Se fue a la sala de cuidados intensivos y le dejaron estar unos minutos junto a Debra; justo entre las cinco y las seis se admitían visitas, el resto del día estaban restringidas. Permaneció ahí quieta delante de su cuerpo, sintiendo el frío del lugar, los sonidos de las alertas de las constantes vitales y a Debra totalmente inmóvil. Aquello era angustioso, no parecía ella. Le conmovió verla en aquellas circunstancias y no pudo evitar derramar una lágrima poco antes de que una de las enfermeras le invitara a que abandonase la sala.

Salió fuera de aquel lugar latente de tragedias y esperanzas y se sentó en una silla de una sala de espera que encontró en medio del pasillo. Pasó una media hora en profunda reflexión. Por fin se levantó y tomó el ascensor hasta la planta cuarta. Tenía que hacer otra importante visita.

Encontró la puerta de la habitación entreabierta y la empujó ligeramente, sin hacer ruido. Una luz procedente de un fluorescente situado a la derecha de la cama iluminaba discretamente tanto esta como su entorno. Él reposaba sobre su costado izquierdo; en su lado derecho sobresalía un abultado vendaje que cubría la zona en la que había sufrido la herida. No podía ver su cara porque en la postura en la que se encontraba miraba hacia el interior de la habitación, de espaldas a la entrada.

Había estado preparándose para la visita, estaba dispuesta a conversar a solas con el hombre que le había salvado la vida hasta en dos ocasiones. Quería darle las gracias por lo que había hecho por ella, aunque eso conllevara rememorar el día que todo ocurrió. Pero justo ahora que se encontraba allí dentro, a tan solo unos metros de distancia, dudó... se quedó unos instantes quieta en silencio. Podía escuchar su respiración; finalmente se decidió:

—David, soy Rania. —Permaneció de pie todavía a unos metros de la cama. Estaba nerviosa. Quizá él le hablaría del pasado, era un riesgo que tenía que correr, aunque fuese un mal trago lo tenía que aceptar. «De bien nacido es ser agradecido», eso le habían enseñado en su familia. Por ello debía estar allí, para transmitirle su agradecimiento. Pasaron unos segundos sin obtener respuesta, por lo que se acercó al otro lado de la cama.
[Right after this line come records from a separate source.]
PR #2585, opened 2015-12-28
Fix signal handlers by moving shutdown logic out of handler

### LINKED ISSUE #2543: regression in 1.5.2 Ctrl+C force stop is not working
In previous version 1.5.1 was working. Tested in two computers, in one directly with 1.5.2, in the other was working with 1.5.1 after update to 1.5.2, no.

So it stops because of the timeout

Example output, but here you cannot see nothing strange:
```
Stopping pep-container ... done
Stopping idm ... done
Stopping pdp-container ... done
```

### LINKED ISSUE #2580: Regression in 1.5.2 re: hitting Control-C when running `up`
It looks like there is a regression in docker-compose 1.5.2 when compared with 1.5.1.

Previously, after running `docker-compose up` in a terminal window, pressing `Control-C` (i.e. sending SIGINT from the same shell window) caused services to enter the "Stopping" phase.  However, when I upgraded to 1.5.2, services now immediately go to "Killing."

Note that if I go to a _different_ terminal window and send a SIGINT or SIGTERM to that process using `kill`, then the services _do_ go to the "Stopping" phase.  So the issue looks like it is restricted to hitting `Control-C` from the same shell window.  I'm observing this on Mac OS X 10.11 using Python 3.5.1.

One more thing.  I did notice one improvement with 1.5.2.  Previously, sending a SIGTERM to `docker-compose up` from a different window didn't seem to work and stop services like SIGINT.  With 1.5.2, it now does, and behaves the same as sending SIGINT from a different window.

So the issue now is with hitting Control-C from the same window.  My guess is that this might have to do with the fact that hitting Control-C in a terminal window sends a SIGINT not just to the parent process, but also to all child processes (and there is at least one child with docker-compose).  So maybe docker-compose is treating that as receiving two distinct SIGINT signals, causing it to go immediately into the "Killing" phase (as if the user hit Control-C twice).

dnephin:
Fixes #2543
Fixes #2580

As suggested by @cjerdonek in #2543, the issue with our shutdown signal handlers may be that we're doing too much in the handler itself. This change moves all the shutdown into a try/except in the main flow, and only raises an exception in the handler.

With this change #2543 seems to be resolved. If anyone is still able to reproduce the issue, please let me know.

### DIFF
--- a/compose/cli/main.py
+++ b/compose/cli/main.py
@@ -3,7 +3,6 @@ from __future__ import unicode_literals
 
 import logging
 import re
-import signal
 import sys
 from inspect import getdoc
 from operator import attrgetter
@@ -12,6 +11,7 @@ import yaml
 from docker.errors import APIError
 from requests.exceptions import ReadTimeout
 
+from . import signals
 from .. import __version__
 from ..config import config
 from ..config import ConfigurationError
@@ -655,20 +655,19 @@ def run_one_off_container(container_options, project, service, options):
         if options['--rm']:
             project.client.remove_container(container.id, force=True)
 
-    def force_shutdown(signal, frame):
+    signals.set_signal_handler_to_shutdown()
+    try:
+        try:
+            dockerpty.start(project.client, container.id, interactive=not options['-T'])
+            exit_code = container.wait()
+        except signals.ShutdownException:
+            project.client.stop(container.id)
+            exit_code = 1
+    except signals.ShutdownException:
         project.client.kill(container.id)
         remove_container(force=True)
         sys.exit(2)
 
-    def shutdown(signal, frame):
-        set_signal_handler(force_shutdown)
-        project.client.stop(container.id)
-        remove_container()
-        sys.exit(1)
-
-    set_signal_handler(shutdown)
-    dockerpty.start(project.client, container.id, interactive=not options['-T'])
-    exit_code = container.wait()
     remove_container()
     sys.exit(exit_code)
 
@@ -683,24 +682,18 @@ def build_log_printer(containers, service_names, monochrome):
 
 
 def attach_to_logs(project, log_printer, service_names, timeout):
+    print("Attaching to", list_containers(log_printer.containers))
+    signals.set_signal_handler_to_shutdown()
 
-    def force_shutdown(signal, frame):
+    try:
+        try:
+            log_printer.run()
+        except signals.ShutdownException:
+            print("Gracefully stopping... (press Ctrl+C again to force)")
+            project.stop(service_names=service_names, timeout=timeout)
+    except signals.ShutdownException:
         project.kill(service_names=service_names)
         sys.exit(2)
-
-    def shutdown(signal, frame):
-        set_signal_handler(force_shutdown)
-        print("Gracefully stopping... (press Ctrl+C again to force)")
-        project.stop(service_names=service_names, timeout=timeout)
-
-    print("Attaching to", list_containers(log_printer.containers))
-    set_signal_handler(shutdown)
-    log_printer.run()
-
-
-def set_signal_handler(handler):
-    signal.signal(signal.SIGINT, handler)
-    signal.signal(signal.SIGTERM, handler)
 
 
 def list_containers(containers):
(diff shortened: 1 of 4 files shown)


compose/cli/main.py
```diff
@@ -655,20 +655,19 @@ def remove_container(force=False):
...
-
-    def shutdown(signal, frame):
-        set_signal_handler(force_shutdown)
-        project.client.stop(container.id)
-        remove_container()
-        sys.exit(1)
+    signals.set_signal_handler_to_shutdown()
+    try:
+        dockerpty.start(project.client, container.id, interactive=not options['-T'])
+        exit_code = container.wait()
```
cjerdonek: It looks like there are some race conditions around here, for example if ForceShutdownException occurs at this line.

dnephin: There are definitely a few race conditions here. I'm not sure if it's possible to reliably handle all of them. 

I'd rather not make the code a lot uglier to handle a case we can't reproduce in practice.  I'll see if I can get any of them to happen.

cjerdonek: > For example, if the second signal fires before set_signal_handler(force_shutdown) is set, there isn't much we can do about that.
Yes, but at least in that scenario the user can Control-C again. In the scenario I mentioned above, the user doesn't have a second chance.

I'm not sure if it's possible with this approach to handle all of the essential cases cleanly. I proposed an alternative approach in the issue discussion earlier today, but it would take more work. I would favor any approach that moves closer to some of the ideas I mentioned. I think it would make subsequent changes easier to do and think about, etc. With this type of exception handling, it is not so easy, and the logic is repeated twice (and would need to be more times if additional operations are added).

dnephin: The logic is not repeated. `up` and `run` do **different** things. The shutdown operation is different.  

We gain nothing by moving them together, it would actually make the code harder to follow because we'd have unrelated shutdown happening in the same function.

dnephin:
I've simplified the implementation by removing the need to set a second signal handler with a different exception.  Now the same exception will be raised again to perform the force shutdown.

In addition to the automated coverage, I've tested this with
```
kill $pid; kill $pid
```

When this is run against a `docker-compose up` process, the second `kill` doesn't do anything.  Sending another kill at any time after this will correctly trigger the kill.

```
kill $pid; sleep 0.0001; kill $pid
```

With this command the kill shutdown is performed correctly.

cjerdonek:
It looks like your latest patch is susceptible to additional race conditions whereby two or three near-concurrent signals can cause your except blocks to be skipped entirely (so that additional signals after that won't get you back on track). This is mainly a consequence of issues with asynchronous exceptions in Python. My advice would be not to raise any exceptions from your signal handler and to use a pattern like what I suggested in [this comment](https://github.com/docker/compose/issues/2543#issuecomment-167901816) (minus raising the interrupt exception at the end).

dnephin:
> susceptible to additional race conditions whereby two or three near-concurrent signals can cause your except blocks to be skipped entirely

I was able to reproduce this one using `parallel kill $pid ::: $pid ::: $pid`, but it's very hard to reproduce.

Either way, I've pushed a new version which fixes the issue. The behaviour is now in-line with my previous comment. Subsequent signals after a short delay will properly run the kill operation.

Your suggestion exhibits the same problems as I describe in my comment: https://gist.github.com/dnephin/a0a7a155fdea2ba17627

I believe this is unavoidable as one signal can interrupt the previous signal handler. It is not a race condition.

cjerdonek:
Yes, signal handlers can interrupt signal handlers.  But no, my suggestion is not susceptible to the more important race condition that I described, namely that your except blocks can _bypassed entirely_ in the presence of asynchronous exceptions so that no additional signals at a later (even delayed) time will result in your cleanup.

In my suggestion with a signal handler with no interrupt exception at the end, the cleanup / end of the signal handlers is guaranteed to run.  Yes, it is true that setting the flag can be missed at the beginning.  But additional signals later on _are_ guaranteed to result in the final cleanup / kill unlike with your patch.

shin-:
LGTM as far as I'm concerned. If there are issues not covered by this specific PR, we can always improve on it in the next iteration.

Needs to be rebased however.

Estaba dormido. Observó detenidamente su perfil, la nariz, los labios, el cabello rubio; ¡era tan distinto a los hombres que habitaban Jericó! «Pero realmente bello», pensó. Se quedó allí quieta frente a él.

Anteriormente solo había visto a Ackermann en cuatro ocasiones y dos de ellas habían sido situaciones de extrema violencia. Nunca habían mantenido una conversación normal, y tampoco sabía nada de él; sin embargo, en ese preciso instante sintió algo inexplicable, como una fuerza cautivadora. De manera instintiva le acarició la muñeca con la mano. Después acercó muy despacio su cara a la de él y lo besó en la mejilla.

—Gracias —susurró con ánimo de no despertarle y con la esperanza de que ese acto quedara grabado en sus sueños. Sorprendida por lo que había hecho, algo avergonzada pero al mismo tiempo colmada de una singular felicidad, dio media vuelta y se retiró silenciosamente de la habitación. Una vez fuera, pasó por delante de la zona de enfermeras y las saludó con una amplia sonrisa.